I represent and warrant that the following statements are true, correct, and complete to the best of my knowledge:


I am current on all state and local taxes.


My business is in good standing with the Colorado Department of Regulatory Agencies or my relevant licensing agency.


My business is located in Pueblo County Colorado.


I have had at least a 20% revenue loss due to the COVID-19 public health crisis using a month/month OR year/year analysis since 3/26/20, or my business began between 1/1/20 and 3/26/20.


I plan to stay in business for at least six months.


I pledge to use these funds to pay for business expenses including salary, rent, utilities, inventory, equipment, business loans interest/principal or other business uses and no other purpose.


I have not applied for other Senate Bill 20B-001 funds, which include the Arts Relief Program or Minority Business Relief Program.


I certify that the small business at this location is in compliance with all current public health orders at this time and will continue to comply with all public health orders.


If this business received CARES Act funding, I certify that the funds received from this Relief Grant will not be used to cover expenses paid for or reimbursed with CARES Act funding.


I certify that I am an officer of the above-named company with the authority to sign on its behalf.


I understand, covenant, and agree to the following:

I understand that the statements in this application are subject to verification and validation and I may be asked to provide documentation including financial or bank statements and other documents supporting their accuracy during subsequent follow-up communications with the State of Colorado, Pueblo County, or their agents and I will cooperate in providing such information. I will retain for 3 years the documents described herein and will provide such documentation if requested. I am aware that I may be audited and asked to provide these documents to justify my award. If I cannot validate the accuracy of these statements, I understand I may be asked to pay back this award and/or be subject to legal remedies.

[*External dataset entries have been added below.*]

Issue #308, opened 2019-08-08
Encoding UTF-8 error on Windows


hekl:
I get this error when running my training file.

UnicodeDecodeError: 'CP_UTF8' codec can't decode byte 0x88 in position 11: No mapping for the Unicode character exists in the target code page. 

I have produced a set of txt files en tsv files, both encoded with utf-8, like this:
`with open (file,'w+',encoding="utf-8")`. I have produced one archive file from both the txt and tsv files in zip or 7z format.  
I also tried it with no explicit encoding and with utf-16 encoding, running into the same encoding problems.
I am using Windows 10 and python.

osma:
Can you please show the file you've produced that gave you this error? The error appears to be ealy on in the file (position 11) so just the first few lines should be enough.

Also show the command you executed and the full traceback.

0x88 is typically used in UTF-8 escape sequences.

hekl:
`(annif-latest) D:\Programs\annif-latest>annif train tfidf-nl Annif-corpora\training\train-utf8.zip
creating vectorizer
Traceback (most recent call last):
  File "C:\Program Files\Python37\lib\runpy.py", line 193, in _run_module_as_main
    "__main__", mod_spec)
  File "C:\Program Files\Python37\lib\runpy.py", line 85, in _run_code
    exec(code, run_globals)
  File "D:\Programs\annif-latest\Scripts\annif.exe\__main__.py", line 9, in <module>
  File "d:\programs\annif-latest\lib\site-packages\click\core.py", line 764, in __call__
    return self.main(*args, **kwargs)
  File "d:\programs\annif-latest\lib\site-packages\flask\cli.py", line 586, in main
    return super(FlaskGroup, self).main(*args, **kwargs)
  File "d:\programs\annif-latest\lib\site-packages\click\core.py", line 717, in main
    rv = self.invoke(ctx)
  File "d:\programs\annif-latest\lib\site-packages\click\core.py", line 1137, in invoke
    return _process_result(sub_ctx.command.invoke(sub_ctx))
  File "d:\programs\annif-latest\lib\site-packages\click\core.py", line 956, in invoke
    return ctx.invoke(self.callback, **ctx.params)
  File "d:\programs\annif-latest\lib\site-packages\click\core.py", line 555, in invoke
    return callback(*args, **kwargs)
  File "d:\programs\annif-latest\lib\site-packages\click\decorators.py", line 17, in new_func
    return f(get_current_context(), *args, **kwargs)
[...]

PR #672, opened 2023-02-09
Fix slow CI/CD runs for Python 3.10

juhoinkinen:
Lately the Python 3.10 test CI/CD jobs have been slow (~7 mins), because the Python dependencies have not been available from cache. First occurrence is in the [CI/CD job #308](https://github.com/NatLibFi/Annif/actions/runs/3875121566/jobs/6607220782), however it seems that the reason for the slow-down is introducing the linting job in PR #656, because this job has shared the cache keys with the Python 3.10 test job. This has prevented (re)creating/updating the cache by the test job (with the necessary optional dependencies); the "Post" steps for setup-python and caching steps in the test jobs have had errors like:
```
Failed to save: Unable to reserve cache with key setup-python-Linux-python-3.10.9-poetry-6025e512699131453ed16a5ae9a4be9139ae85329e34f47f750e6fb7af36d308, another job may be creating this cache. More details: Cache already exists.
```

~~To avoid this in the caching step the cache key is appended with `-${{ github.job }}` so the keys are now clearly different in lint and test jobs (`poetry-installation-and-repos-3.10.8-1.2.0-lint` vs. `poetry-installation-and-repos-3.10-1.2.0-test`). In the setup-python action the key cannot be specified, so the fix (for now) is to to pin the Python version to 3.10.8 in the linting job, but in the test job to more relaxed 3.10, which makes the keys different by the patch version (`setup-python-Linux-python-3.10.8-poetry-<hash>` vs. `setup-python-Linux-python-3.10.9-poetry-<hash>`).~~

Now restoring and saving cache is more controlled by using separate [cache/restore](https://github.com/actions/cache/tree/main/restore) and [cache/save](https://github.com/actions/cache/tree/main/save) actions: restoring is performed before every job, but saving only after the test jobs that have various optional dependencies installed.

Also now the cache should be updated/recreated if some dependency has been updated, as the cache key includes hash of the `poetry.lock`. The cache restoration is based on "closest matching" key by using [`restore-keys`](https://github.com/actions/cache/blob/main/caching-strategies.md#using-restore-keys-to-download-the-closest-matching-cache) (the plain `key` is not used at all).

The cache/save step is conditional: it is skipped if there are no changes in dependencies.
        
To make the workflow setup more manageable, the caching, Poetry install and Python setup steps are gathered in one composite action in `.github/actions/prepare/action.yml` file.

### DIFF
--- a/.github/actions/prepare/action.yml
+++ b/.github/actions/prepare/action.yml
@@ -1,0 +1,28 @@
+name: Prepare
+description:
+inputs:
+  python-version:
+    required: true
+  poetry-version:
+    required: true
+runs:
+  using: "composite"
+  steps:
+    - name: Load cached Poetry installation and its repo info & venvs
+      uses: actions/cache@v3
+      with:
+        path: |
+          ~/.cache/pipx/venvs
+          ~/.local/bin
+          ~/.cache/pypoetry/{cache/repositories,virtualenvs}
+        key: poetry-installation-and-repos-${{ inputs.python-version }}-${{ inputs.poetry-version }}-${{ github.job }}
+    - name: Install Poetry
+      shell: bash
+      run: |
+        pipx install poetry==${{ inputs.poetry-version }}
+    - name: Set up Python ${{ inputs.python-version }}
+      uses: actions/setup-python@5ccb29d8773c3f3f653e1705f474dfaa8a06a912  # v4.4.0
+      with:
+        python-version: ${{ inputs.python-version }}
+        cache: 'poetry'
+        cache-dependency-path: 'pyproject.toml'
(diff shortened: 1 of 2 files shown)


juhoinkinen:
Back to draft, there should be a better way to fix this.

juhoinkinen:
Force-pushed to drop very many unsuccessful commits trying to make caching step conditional, with lines like
           
    if: steps.prepare.outputs.cache-matched-key != format('poetry-installation-and-cache-{0}-{1}-{2}', ${{ matrix.python-version }}, ${{ env.POETRY_VERSION }}, ${{ hashFiles('**/poetry.lock') }})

I understand that if I knowingly provide any inaccurate information on this application I will be subject to penalties, including potential repayment of any funds received and any appropriate legal action.

Signature


By clicking "I agree" you represent and warrant that that information provided in this application is true, correct, and complete to the best of your knowledge. You further understand that any false or misleading statements may result in denial or revocation of the grant. By clicking I agree you also covenant and agree that you will comply with all of the requirements for this grant as set forth in herein and as more particularly described in C.R.S. 24-32-129 and any additional guidance provided by the State of Colorado. The parties agree to the use of electronic signatures with respect to this Small Business Relief Grant Program.